Issue #635, opened 2019-05-12
feature request - copy to / paste from clipboard


porres:
The idea is to select all of a patch and be able to copy it to the clipboard as a text from the pd file. Conversely, one could copy such a text file and paste it into a Pd patch with a "copy from clipboard" option. 

This would allow you to do things like more easily share patches on the internet as texts, or to copy and paste to different instances/versions of Pd.

mxa:
There is a related comment by @millerpuckette in merge request #1071 https://github.com/pure-data/pure-data/pull/1071#issuecomment-877398575

mxa:
Here is an attempt to implement this with a plugin: https://github.com/eeropic/pd-kopi

porres:
would still like to see this as part of the core. If it works great, please make a PR @eeropic

millerpuckette:
I like Max's idea to have a different "copy" action to spit the copied 
objects as a text patch to the system copy buffer - this solves a 
problem I had - if one copies something large I don't want to make the 
user wait while all the text bubbles up from Pd to the GUI.  (Pd 
probably can't stick things in the copy buffer itself because it's not 
an "app".)  But making it a different "copy" operation 
("copy-to-clipboard" or such) solves that.

(I believe "Paste" doesn't have that problem - the GUI can figure out 
what should be pasted.)

But yes, as Max also mentioned - this could better be done in Pd core, 
not as a GUI plug-in.  So there's no point making a pull request out of 
Max's TCL code.

cheers

Miller

umlaeute:
seems like i am dumb, but i don't fully understand how the problem of "Pd not being an 'app', so it can't stick things directly into the copy buffer itself" is solved with a `copy-to-clipboard` message.

assuming that the `copy-to-clipboard` message is sent from the Pd-GUI to the Pd-core to do the actual work, the core needs to serialize the data and then
- EITHER stuff the serialized data directly into the clipboard by itself
- OR send the serialized data to the GUI which then copies the data to the clipboard (but afaict this is the "wait while all the text bubbles up from Pd to the GUI" solution).

am i missing something?

millerpuckette:
My idea is to have a separate copy operation in which Pd sends a text 
version of the copy buffer up to the GUI which then "copies" it.

I don't know for sure, but I imagine it is hard to get Pd itself to put 
text in the window-system copy buffer.  If in fact it's simple for 
non-window-owning programs to put stuff in copy buffers (on all three 
[...]

PR #2086, opened 2023-09-05
[WIP] Copy-paste patch objects using system clipboard text buffer

eeropic:
Opening wip PR for discussion
Related issue https://github.com/pure-data/pure-data/issues/635

Todo
- [ ] do not use static variables (use gl_privatedata for clipboard length and text)
- [ ] edit commit history so copy/paste functionality are in separate commits, remove unnecessary
- [ ] refactor, DRY, etc..
- [ ] copy: test serialization (escaping special chars in particular) by diffing saved patches and patches serialized to clipboard 
- [ ] memory allocation checks (+error handling)
- [ ] Validate patch data before attempting paste (regex?)
- [x] handle atom width attribute, i.e. `,f 16` in the end of each patch line (atom width in chars)

**Maybe**
- [ ] figure out whether to include #N for new canvas. i.e. on copying, should the copied patch include the canvas in order to be saved as a proper patch, and on pasting, the first #N should be then ignored.
- [ ] Should paste be single action instead of two? Currently there's 2 functional copy buffers (internal and text)

**Testing**
- [x] Test on windows (latest build tested on win10 64bit)
- [x] Test on osx (latest build tested on arm64 m1, osx 13.2.1)
- [x] Test on linux (latest build tested on arm64 debian 11)

**Other**
- [x] escape clipboard string when sending back from tcl to c when pasting
- [x] Text to binbuf chunks - maximum string length is now limited by MAXPDSTRING, which limits the amount of objects you can copy/paste
- [x] split lines to handle longer messages (long arrays for example) through pdsend
- [x] bug: handle double paste on mac, resulting from menu command keybind declaration running the command twice
- [x] handle paste undo

### DIFF
--- a/src/g_editor.c
+++ b/src/g_editor.c
@@ -38,6 +38,10 @@ struct _instanceeditor
 
 /* positional offset for duplicated items */
 #define PASTE_OFFSET 10
+#define CLIPBOARD_PATCH_TEXT_START 0
+#define CLIPBOARD_PATCH_TEXT_LINE_END 1
+#define CLIPBOARD_PATCH_TEXT_END 2
+#define CLIPBOARD_PATCH_TEXT_LINE_PARTIAL 3
 
 void glist_readfrombinbuf(t_glist *x, const t_binbuf *b, const char *filename,
     int selectem);
@@ -4140,33 +4144,58 @@ static void canvas_paste_from_clipboard_text(t_canvas *x)
     pdgui_vmess("pdtk_get_clipboard_text", "^", x);
 }
 
-void unescape_clipboard_patch(char *str) {
-    char *temp = malloc(strlen(str) + 1);
-    if (!temp) return;
-    int i = 0, j = 0;
-    while (str[i]) {
-        if (str[i] == ';' && str[i+1] == 'n') {
-            temp[j++] = ';';
-            temp[j++] = '\n';
-            i += 2;
-        } else {
-            temp[j++] = str[i++];
-        }
+static t_binbuf *clipboard_patch_bb = NULL;
+
+void canvas_got_clipboard_contents(t_canvas *x, t_floatarg flagf, t_symbol *s) {
+    int flag = flagf;
+    
+    switch (flag) {
+        case CLIPBOARD_PATCH_TEXT_START:
+            if (clipboard_patch_bb) {
+                binbuf_free(clipboard_patch_bb);
+            }
+            clipboard_patch_bb = binbuf_new();
+            break;
+
+        case CLIPBOARD_PATCH_TEXT_LINE_END:
+            if (clipboard_patch_bb) {
+                char* received_data = strdup(s->s_name);
+                t_binbuf *temp_bb = binbuf_new();
+                binbuf_text(temp_bb, received_data, strlen(received_data));
+                binbuf_addsemi(temp_bb);
+                binbuf_add(clipboard_patch_bb, binbuf_getnatom(temp_bb), binbuf_getvec(temp_bb));
+                binbuf_clear(temp_bb);
+                binbuf_free(temp_bb);
+                free(received_data);
+            }
+            break;
+
+        case CLIPBOARD_PATCH_TEXT_LINE_PARTIAL:
+            if (clipboard_patch_bb) {
+                char* received_data = strdup(s->s_name);
+                t_binbuf *temp_bb = binbuf_new();
+                binbuf_text(temp_bb, received_data, strlen(received_data));
+                binbuf_add(clipboard_patch_bb, binbuf_getnatom(temp_bb), binbuf_getvec(temp_bb));
+                binbuf_clear(temp_bb);
+                binbuf_free(temp_bb);
+                free(received_data);
+            }
+            break;
+
+        case CLIPBOARD_PATCH_TEXT_END:
+            if (clipboard_patch_bb) {
+                canvas_dopaste(x, clipboard_patch_bb);
+                binbuf_free(clipboard_patch_bb);
+                clipboard_patch_bb = NULL;
+            }
+            break;
+
+        default:
+            post("Invalid flag received in canvas_got_clipboard_contents.");
+            break;
     }
-    temp[j] = '\0';
-    strcpy(str, temp);
-    free(temp);
 }
 
-void canvas_got_clipboard_contents(t_canvas *x, t_symbol *s) {
-    char* received_data = strdup(s->s_name);
-    unescape_clipboard_patch(received_data);
-    t_binbuf *bb = binbuf_new();
-    binbuf_text(bb, received_data, strlen(received_data));
-    canvas_dopaste(x, bb);
-    binbuf_free(bb);
-    free(received_data);
-}
 
 static void canvas_duplicate(t_canvas *x)
 {
@@ -4962,8 +4991,7 @@ void g_editor_setup(void)
     class_addmethod(canvas_class, (t_method)canvas_motion, gensym("motion"),
         A_FLOAT, A_FLOAT, A_FLOAT, A_NULL);
     class_addmethod(canvas_class, (t_method)canvas_got_clipboard_contents,
-        gensym("got-clipboard-contents"), A_SYMBOL, A_NULL);          
-
+        gensym("got-clipboard-contents"), A_FLOAT, A_SYMBOL, A_NULL);
 /* ------------------------ menu actions ---------------------------- */
     class_addmethod(canvas_class, (t_method)canvas_menuclose,
         gensym("menuclose"), A_DEFFLOAT, 0);
--- a/src/g_editor.c
+++ b/src/g_editor.c
@@ -4152,31 +4152,20 @@ void canvas_got_clipboard_contents(t_canvas *x, t_floatarg flagf, t_symbol *s) {
             clipboard_patch_bb = binbuf_new();
             break;
 
+        case CLIPBOARD_PATCH_TEXT_LINE_PARTIAL:
         case CLIPBOARD_PATCH_TEXT_LINE_END:
             if (clipboard_patch_bb) {
-                char* received_data = strdup(s->s_name);
                 t_binbuf *temp_bb = binbuf_new();
-                binbuf_text(temp_bb, received_data, strlen(received_data));
-                binbuf_addsemi(temp_bb);
+                binbuf_text(temp_bb, s->s_name, strlen(s->s_name));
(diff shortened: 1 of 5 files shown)


src/g_editor.c
```diff
@@ -3718,6 +3719,37 @@ static void canvas_copy(t_canvas *x)
...
+{
+    t_binbuf *bb = canvas_docopy(x);
+    if (!bb)
+        return;
+    char *buf;
+    int ac;
+    binbuf_gettext(bb, &buf, &ac);
+    char *escaped_buf = escape_clipboard_special_chars(buf);
+    sys_vgui("clipboard clear\n");
+    sys_vgui("clipboard append \"%s\"\n", escaped_buf);
```
umlaeute, line 3747: urgh no.
please use `pdgui_vmess()` instead.

umlaeute (changes requested):
`pdgui_vmess` already takes care of escaping.
just use it.

src/g_editor.c
eeropic: Thanks. Still need to check the other way around, if I can make it work using existing methods when pdsending from tcl

tcl/pd_bindings.tcl
```diff
@@ -54,9 +54,16 @@ proc ::pd_bindings::global_bindings {} {
...
+
+    if {$::windowingsystem eq "aqua"} {
+        set alt "Option"
+    } else {
+        set alt "Alt"
+    }
     bind_capslock all $::modifier-Key a {menu_send %W selectall}
     bind_capslock all $::modifier-Key b {menu_helpbrowser}
     bind_capslock all $::modifier-Key c {menu_send %W copy}
+    bind_capslock all $::modifier-$alt-Key c {menu_send %W copy-to-clipboard-as-text}
```
umlaeute, line 66: the <kbd>Alt</kbd>/<kbd>Option</kbd> is *also* handled in `::pd_bindings::global_bindings`, i think  it should be handled only one (like with  `$::modifier`)

tcl/pd_menus.tcl
```diff
@@ -30,11 +31,14 @@ namespace eval ::pd_menus:: {
...
 proc ::pd_menus::create_menubar {} {
     variable accelerator
+    variable alt
     variable menubar
     if {$::windowingsystem eq "aqua"} {
         set accelerator "Cmd"
+        set alt "Option"
     } else {
         set accelerator "Ctrl"
+        set alt "Alt"
```
umlaeute, line 41: like this.

umlaeute (changes requested):
better but not there yet

eeropic:
Also still need to properly escape brackets, commas, etc when sending back from Tcl. 

Im looking at https://github.com/pure-data/pure-data/blob/c0a7c16c63e86ccc8ce05c8273ccd8aec7ae044c/tcl/wheredoesthisgo.tcl#L153 and pd_text.tcl, but not sure if theres already a proc that does this non-destructive (i.e. not removing commas altogether)

src/g_editor.c
```diff
@@ -4123,6 +4135,39 @@ static void canvas_paste(t_canvas *x)
     }
 }
 
+static void canvas_paste_from_clipboard_text(t_canvas *x)
+{
+    pdgui_vmess("pdtk_get_clipboard_text", "^", x);
+}
```
umlaeute, line 4141: i wonder: is there any specific reason for the roundtrip through the core?
(apart from symmetry with the other menu-entries)

eeropic: No - it's leftover from starting work based on existing menu-entries and functions. thanks

src/g_editor.c
```diff
@@ -4135,38 +4139,58 @@ static void canvas_paste(t_canvas *x)
     }
 }
 
-static void canvas_paste_from_clipboard_text(t_canvas *x)
-{
-    pdgui_vmess("pdtk_get_clipboard_text", "^", x);
-}
+static t_binbuf *clipboard_patch_bb = NULL;
```
umlaeute, line 4142: this should go into `(t_glist*)->gl_privatedata`

src/g_editor.c
```diff
@@ -4135,38 +4139,58 @@ static void canvas_paste(t_canvas *x)
...
+                char* received_data = strdup(s->s_name);
+                t_binbuf *temp_bb = binbuf_new();
+                binbuf_text(temp_bb, received_data, strlen(received_data));
+                binbuf_add(clipboard_patch_bb, binbuf_getnatom(temp_bb), binbuf_getvec(temp_bb));
+                binbuf_clear(temp_bb);
+                binbuf_free(temp_bb);
+                free(received_data);
+            }
+            break;
+
```
umlaeute, line 4179: is the `CLIPBOARD_PATCH_TEXT_LINE_PARTIAL` for future use? right now it looks suspiciously identical to `CLIPBOARD_PATCH_TEXT_LINE_END`.

also, i'm not sure why you need to `strdup` the incoming data

src/g_editor.c
```diff
@@ -4962,8 +4986,7 @@ void g_editor_setup(void)
     class_addmethod(canvas_class, (t_method)canvas_motion, gensym("motion"),
         A_FLOAT, A_FLOAT, A_FLOAT, A_NULL);
     class_addmethod(canvas_class, (t_method)canvas_got_clipboard_contents,
-        gensym("got-clipboard-contents"), A_SYMBOL, A_NULL);          
-
+        gensym("got-clipboard-contents"), A_FLOAT, A_SYMBOL, A_NULL);
```
umlaeute, line 4989: if you make this a `A_DEFSYMBOL`, you could get rid of the dummyargument when sending the `START`/`END` commands.

src/g_editor.c
umlaeute: ah, i missed the `binbuf_addsemi()`...

umlaeute:
i think i discovered a bug in `pdgui_vmess()` where `A_COMMA` and a comma.symbol ( `gensym(",")`) are both sent as `,`.

this needs to be fixed before this PR can properly handle appendicles (`, f ...`)

src/g_editor.c
eeropic: I'm doing case fall-through now with conditional addition of semi next

src/g_editor.c
eeropic: Ah nice, didn't know that. DEF as in default? like an empty string passed if not defined?

eeropic: Done,

eeropic:
> i think i discovered a bug in `pdgui_vmess()` where `A_COMMA` and a comma.symbol ( `gensym(",")`) are both sent as `,`.
> 
> this needs to be fixed before this PR can properly handle appendicles (`, f ...`)

Ok, I was wondering about this before.
Now tried printing out on save, and on copy, and can verify.
**Saving:** (printing binbuf before free at canvas_savetofile)
```
#X
text
34
25
look
\,
setting
width
,
f
12
;
```

**Copying (pdgui_vmess()):**
```
#X
text
34
25
look
,
setting
width
,
f
12
;
```

eeropic:
> i think i discovered a bug in `pdgui_vmess()` where `A_COMMA` and a comma.symbol ( `gensym(",")`) are both sent as `,`.
> 
> this needs to be fixed before this PR can properly handle appendicles (`, f ...`)

Even if I have the `, f ...` correctly in text clipboard, it needs to be handled separately (thinking of another flag) as pdsend will split the message / interpret it as 2 messages delimited by comma

src/g_editor.c
```diff
@@ -4143,44 +4144,49 @@ static t_binbuf *clipboard_patch_bb = NULL;
...
             if (clipboard_patch_bb) {
                 binbuf_free(clipboard_patch_bb);
             }
             clipboard_patch_bb = binbuf_new();
             break;
-
         case CLIPBOARD_PATCH_TEXT_LINE_PARTIAL:
         case CLIPBOARD_PATCH_TEXT_LINE_END:
-            if (clipboard_patch_bb) {
+        case CLIPBOARD_PATCH_TEXT_LINE_END_APPENDIX:
```
umlaeute, line 4156: i'm not exactly sure about this.
since a Pd-file can be properly parsed by `binbuf_text()`, even if it contains message delimiting commas (`[foo, bar(`) and gobj attributes (`, f 10`), I do not see why need special handling here.
ideally, the `canvas_got_clipboard_contents()` should get the raw text (as in the clipboard), and that's it (and all the necessary escaping happens in the GUI)

umlaeute: (and sorry for not saying that *before* you started to implement it)

eeropic: Heh no worries. I'm just having trouble transmitting the comma with pdsend, i.e. `something, f32` gets interpreted as 2 messages. So perhaps a special escape sequence for the comma would suffice? So \, gets transmitted as-is, but , gets handled somehow differently (tcl->pd)

umlaeute: that's because a plain comma in a message is a message separator in Pd lingo.
also, a line in a patch file might not be terminated by a semicolon, in which case it is continued on the next line:

```
#X obj 79 136 print hello;
```

is really equivalent to
```
#X
obj
79
136
print
hello;
```

i think this is currently not handled correctly (but haven't actually checked)

umlaeute: i think the line `#X msg 78 108 foo \, bar, f 30;` ought to be transmitted as the string `#X msg 78 108 foo \\, bar\, f 30\;` (note the trailing `\;`)

umlaeute: here's a super stupid (and simple idea):
do not attempt to send the data as a symbol (it's going to pollute the symbol table anyhow), but as a list of numbers (UTF-8-encoded).
This is trivial to reconstruct on the receiving side.

umlaeute: see https://github.com/eeropic-forks/pure-data/pull/1

eeropic: Great stuff!! Just need to implement the chunking, so it doesn't cut off the data in pdsend

umlaeute: Sure. It's just a poc.

I'm pretty sure there is some memory overallocation and what not.
On rethinking, I also would prefer "reset" and "submit" instead of "begin" and "end".

porres:
really hoping this gets done :)

millerpuckette:
I've been thinking about doing this too and am just now looking at this PR.  I would want to figure out what the performance hit is for hitting "copy" on a large object (and having then to dribble it all up to the GUI even if, usually, it's not ever used).  One idea might be to wait and query the user if there would be more than 10K characters or so to send?

porres:
Well, this was already implemented, right? So I guess we can close this one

• WHAT YOU SHOULD DO
Lines above with the string "correctly" need to be found and copied.

• SOLUTION BELOW
Even if I have the `, f ...` correctly in text clipboard, it needs to be handled separately (thinking of another flag) as pdsend will split the message / interpret it as 2 messages delimited by comma
i think this is currently not handled correctly (but haven't actually checked)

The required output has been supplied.